As Bitcoin‘s (BTC) price inches closer to $26,000, the cryptocurrency continues to exhibit signs of weakness. At the time of writing, Bitcoin trades at $26,198, a 3.5% decrease, with a market capitalization of $511 billion.
Why is Bitcoin Falling?
Amid the current downward trend, Bitcoin is breaking beneath crucial support levels, indicating that the correction is far from over, and there may be more pain ahead. According to popular crypto analyst Ali Martinez, there’s a possibility that BTC’s price could slide to as low as $23,000. In his recent tweet, Martinez wrote:
Notice how Bitcoin seems to be losing all significant support areas. This situation increases the probability of a correction towards the next critical demand wall between $23,200 and $24,000, where previously 850,000 addresses bought 340,000 BTC.
The prevailing sell-off pressure on Bitcoin has escalated in recent hours, coinciding with a negative opening in the U.S markets. As the discussions regarding raising the debt ceiling extend into another day, all three major U.S indices have fallen by 0.7% as of writing.
As negotiations amongst U.S officials continue, investors grow anxious as the deadline in early June looms, bringing concerns about the possible outcomes and whether the U.S will default on its debt. This situation could potentially send shockwaves throughout the broader crypto market.
Is More Damage Looming for Bitcoin and Crypto?
Crypto analyst Michael Van de Poppe suggests that entering Bitcoin at this point may not be prudent.

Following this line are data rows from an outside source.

PR #539, opened 2024-03-24
[REF] Documentation changed for the wrong name of parameter (issue 422)

thenaserov:
status_notifcation_callback was replaced by component_state_manager to have a correct documentation. Simply the name in the documentation modified! Let me know if there is something missing or misunderstood otherwise kindly provide assistance for successful merge.

## Checklist before requesting a review
- [*] I have performed a self-review of my code
- [*] I have made corresponding changes to the documentation
- [*] I read the [contribution documentation](https://github.com/EVerest/EVerest/blob/main/CONTRIBUTING.md) and made sure that my changes meet its requirements

PR #668, opened 2024-06-14
Add helper class holding the EVSE's

marcemmers:
## Describe your changes

I've noticed the pattern of sharing a references to maps holding unique_ptrs and sharing references to unique_ptrs themselves and though we are exposing to much in that way. The map can be changed most of the time and the ptrs influenced as well.

This change adds a new class that holds the EVSE classes and only exposes them in a way that they are not mutable. This class is then much more easy to pass along to other users of the EVSEs.

I also added a specific exception when trying to access an EVSE with an invalid evse_id.

### DIFF
--- a/include/ocpp/common/custom_iterators.hpp
+++ b/include/ocpp/common/custom_iterators.hpp
@@ -8,28 +8,43 @@
 
 namespace ocpp {
 
+// This file contains the implementation of a couple of custom iterators, enabling the iteration and abstraction of more complex containers.
+// For example we want to be able to iterate a std::vector<std::unique_ptr<T>> and get references to T from the iterator
+//
+// ForwardIterator<T> implements a custom iterator for type T that does not depend on any underlying container.
+//   You can add this for your type by returning ForwardIterator<T> from begin() and end()
+// ForwardIterator can only be constructed by passing a ForwardIteratorBase derived struct in a unique_ptr.
+//   ForwardIteratorBase is an abstract class that allows us to implement container specific functionality.
+// VectorOfUniquePtrIterator is an implementation of the ForwardIteratorBase specifically catered to the example of std::vector<std:unique_ptr<T>>
+//   So to implement the begin() and end() functions for your type, you could do the following:
+//   std::vector<std::unique_ptr<T>> container;
+//   ForwardIterator<T> begin() {
+//       return ForwardIterator<T>(std::make_unique<VectorOfUniquePtrIterator<T>>(container.begin()));
+//   }
+
+/// \brief Abstract struct to implement to enable the use of the ForwardIterator<T>
+template <typename T> struct ForwardIteratorBase {
+    virtual ~ForwardIteratorBase() = default;
+
+    /// \brief Get a reference to the value pointed to by the iterator
+    virtual T& deref() const = 0;
+    /// \brief Increment the iterator once to the next position
+    virtual void advance() = 0;
+    /// \brief Check for equality between this iterator and \p other
+    virtual bool not_equal(const ForwardIteratorBase& other) = 0;
+};
+
 /// \brief Helper struct that allows the of an iterator in an interface, can be implemented using any forward iterator
-template <typename T> struct ForwardIteratorWrapper {
+template <typename T> struct ForwardIterator {
     using iterator_category = std::forward_iterator_tag;
     using difference_type = std::ptrdiff_t;
     using value_type = T;
     using pointer = value_type*;
     using reference = value_type&;
-
-    /// \brief Abstract struct to implement to enable the use of this iterator wrapper
-    struct Base {
-        virtual ~Base() = default;
-
-        /// \brief Get a reference to the value pointed to by the iterator
-        virtual reference deref() const = 0;
-        /// \brief Increment the iterator once to the next position
-        virtual void advance() = 0;
-        /// \brief Check for equality between this iterator and \p other
-        virtual bool not_equal(const Base& other) = 0;
-    };
+    using base = ForwardIteratorBase<T>;
 
     /// \brief Construct a new wrapper using any type that implements the abstract struct Base
-    explicit ForwardIteratorWrapper(std::unique_ptr<Base> it) : it{std::move(it)} {
+    explicit ForwardIterator(std::unique_ptr<base> it) : it{std::move(it)} {
     }
 
     /// \brief Get a reference to the value pointed to by the iterator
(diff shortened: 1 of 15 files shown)


tests/lib/ocpp/v201/test_smart_charging_handler.cpp
```diff
@@ -206,29 +183,26 @@ class ChargepointTestFixtureV201 : public testing::Test {
...
     EXPECT_THAT(sut, testing::Eq(ProfileValidationResultEnum::TxProfileMissingTransactionId));
 }
 
-TEST_F(ChargepointTestFixtureV201, K01FR16_IfTxProfileHasEvseIdNotGreaterThanZero_ThenProfileIsInvalid) {
-    auto wrong_evse_id = STATION_WIDE_ID;
-    create_evse_with_id(wrong_evse_id);
-    auto profile = create_charging_profile(DEFAULT_PROFILE_ID, ChargingProfilePurposeEnum::TxProfile,
-                                           create_charge_schedule(ChargingRateUnitEnum::A), uuid());
-    auto sut = handler.validate_tx_profile(profile, *evses[wrong_evse_id]);
+// TODO: Review this test. TxProfileEvseIdNotGreaterThanZero does not make sense since you can't get an EvseInterface& with get_id()==0
```
marcemmers, line 192: @christopher-davis-afs @couryrr-afs This is the PR I was talking about during the WG meeting. 

I had to disable this test since I could not find a logical way to fix it. Do you have any insights here?

Also comments in general are appreciated.

include/ocpp/v201/evse.hpp
```diff
@@ -170,13 +168,13 @@ class Evse : public EvseInterface {
     Evse(const int32_t evse_id, const int32_t number_of_connectors, DeviceModel& device_model,
          std::shared_ptr<DatabaseHandler> database_handler,
          std::shared_ptr<ComponentStateManagerInterface> component_state_manager,
-         const std::function<void(const MeterValue& meter_value, const Transaction& transaction, const int32_t seq_no,
-                                  const std::optional<int32_t> reservation_id)>& transaction_meter_value_req,
-         const std::function<void()> pause_charging_callback);
+         const std::function<void(const MeterValue& meter_value, EnhancedTransaction& transaction)>&
```
marcemmers, line 171: Fix the doxygen of the constructor so https://github.com/EVerest/libocpp/pull/539 can be closed

include/ocpp/v201/evse.hpp
```diff
@@ -30,11 +30,11 @@ class EvseInterface {
 
     /// \brief Returns an OCPP2.0.1 EVSE type
```
maaikez, line 31: Comment is not changed, but function is.

include/ocpp/v201/evse_manager.hpp
```diff
@@ -0,0 +1,68 @@
...
+    std::string msg;
+};
+
+class EvseManagerInterface {
+private:
+    virtual std::vector<std::unique_ptr<EvseInterface>>& get_vector() = 0;
+    virtual const std::vector<std::unique_ptr<EvseInterface>>& get_vector() const = 0;
+
+public:
+    using EvseIterator = VectorOfUniquePtrIterator<EvseInterface>;
```
maaikez, line 33: Why is a const vector with const unique ptrs not possible?
`const std::vector<const std::unique_ptr<const EvseInterface>>` or something?

include/ocpp/v201/evse_manager.hpp
```diff
@@ -0,0 +1,68 @@
...
+
+    virtual ~EvseManagerInterface() = default;
+
+    EvseIterator begin();
```
maaikez, line 37: I am missing documentation (not only here, but for the whole EvseIterator), why you use this and not just a vector. If someone looks at this later, it is very unclear why this is for (and I do not totally understand it either as well, is it really a problem what you are trying to solve here?).

marcemmers: I agree this all needs a bit of documentation so I will add that.

The reason I have done it like this is so that we no longer expose the `unique_ptr` that we use just for storage to the "outside" world.

Initially I was also afraid that if you return the vector others could reset or assign the `unique_ptr`s for example. Returning a `const vector` will take care of that, but you still have to deal with pointers instead of references which I think is not ideal.

Also, now you can use range based for on the `evse_manager` in `charge_point`, otherwise you would have to call `get_vector` or a similar function.

lib/ocpp/v201/evse_manager.cpp
```diff
@@ -0,0 +1,51 @@
...
+                             transaction_meter_value_req,
+                         const std::function<void(int32_t evse_id)>& pause_charging_callback) {
+    evses.reserve(evse_connector_structure.size());
+    for (const auto& [evse_id, connectors] : evse_connector_structure) {
+        evses.push_back(std::make_unique<Evse>(evse_id, connectors, device_model, database_handler,
+                                               component_state_manager, transaction_meter_value_req,
+                                               pause_charging_callback));
+    }
+}
+
```
a-w50, line 22: Dear @marcemmers ,

in general I think it is very fruitful to create some abstract interfaces for the main classes, because testability might be increased and interfaces get more explicit.
Looking at the `EvseManagerInterface`, it is (except for the constructor) a container wrapper.  But despite the `begin/end` functions one could have simply taken a `std::vector`.  To keep things simple, I would also propose to only use a `std::vector` - in case you would like to get some custom iterator behavior, you can still overload `std::begin` and `std::end` to return your custom iterator (as far as I remember this is also the preferred way of customizing containers, as it doesn't couple the logic of how to have a view (iterators) on the container to the container itself).
Note, that this won't work for range-based for loops, because `std::vector` has implemented it's own member functions `begin` and `end` and hence these will be selected while constructing the for loop (see https://en.cppreference.com/w/cpp/language/range-for) - btw. that is exactly the reason why one should prefer the free functions `begin` and `end` vs. member functions.  You could still write a wrapper like `EvseByReference` only for getting your custom iterator and then you could iterate via `for(auto& evse : EvseByReference(evse_map))` ...
An issue, I see with the `EvseManagerInterface` is that it couples the construction of the evse vector to the container itself because this is done in the constructor.  So whenever you pass this container to some other function, you will leak all the construction details.  It might be better here to have a free function, which does exactly the same as the constructor but instead returns the vector.  Furthermore, the `EvseManagerInterface` restricts your flexibility, as you're not able to add/remove evses dynamically (although the `EvseManager` will allow for that by using `get_vector`).
The `is_valid_evse` function for example could also be freed by just accepting the vector and the id and then comparing sizes.  This way, you're decoupling again the responsibility of containing/owning to one class (vector in this case) and the responsibility of creating elements or arguing whether the elements are in a valid state or whatever to another class.  This increases both composability and testability.

Furthermore I see excessive use of `std::shared_ptr` - this is a general issue within libocpp - but as far as I can see, this is not necessary, because the lifetime/ownership relationships are quite clear.  In this case for example, the charge point owns the evses and hence can pass by reference (instead of shared pointer) to the smart charging handler.  Shared pointers would be only necessary if there are valid cases, where the smart charging handler could outlive the charge point - which I think can be ruled out as a valid use case.  The same reasoning applies for most of the other shared pointers.  Although, performance might not be a big issue here, keep in mind that shared pointers need to use locking when constructed/destructed.

marcemmers: Hi @a-w50, thanks for the extensive feedback!

I can see what you mean about me increasing the coupling by forcing the use of vectors for whoever implements the `EvseManagerInterface`. Initially I had it split into a pure interface and then a derived implementation, after that changed it into this state but I agree I shouldn't have done that.

I still think this interface class is better then using a vector or a map or whatever container since my whole point is that I don't think we should allow adding more evse's dynamically. This is a config that should be applied once at startup and it does not make sense to change it on the fly. Allowing this under the guise of flexibility opens up potential other issues because not all the initialization code might be performed for example. Whatever is used by the derived class should not matter, that is implementation detail and should not leak.

As for the shared ptr, I agree and I will change it to share a reference to the interface instead of a shared_ptr.

include/ocpp/common/custom_iterators.hpp
```diff
@@ -0,0 +1,94 @@
...
+
+    /// \brief Get a reference to the value pointed to by the iterator
+    virtual T& deref() const = 0;
+    /// \brief Increment the iterator once to the next position
+    virtual void advance() = 0;
+    /// \brief Check for equality between this iterator and \p other
+    virtual bool not_equal(const ForwardIteratorBase& other) = 0;
+};
+
+/// \brief Helper struct that allows the of an iterator in an interface, can be implemented using any forward iterator
```
hikinggrass, line 37: looks like there's something missing between "the" and "of"

hikinggrass (approved):
Just a minor additional comment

Poppe stated: “It’s breaking downwards as $27,000 was not flipped, which likely means we’re going lower and will test $26,000. We are currently in acceleration mode, so we are waiting for a clear bullish divergence to appear for entry. The total market cap for crypto is entering the 200 Week MA and EMA areas. The moment of truth is approaching. There will be a downward break and some additional damage out there.”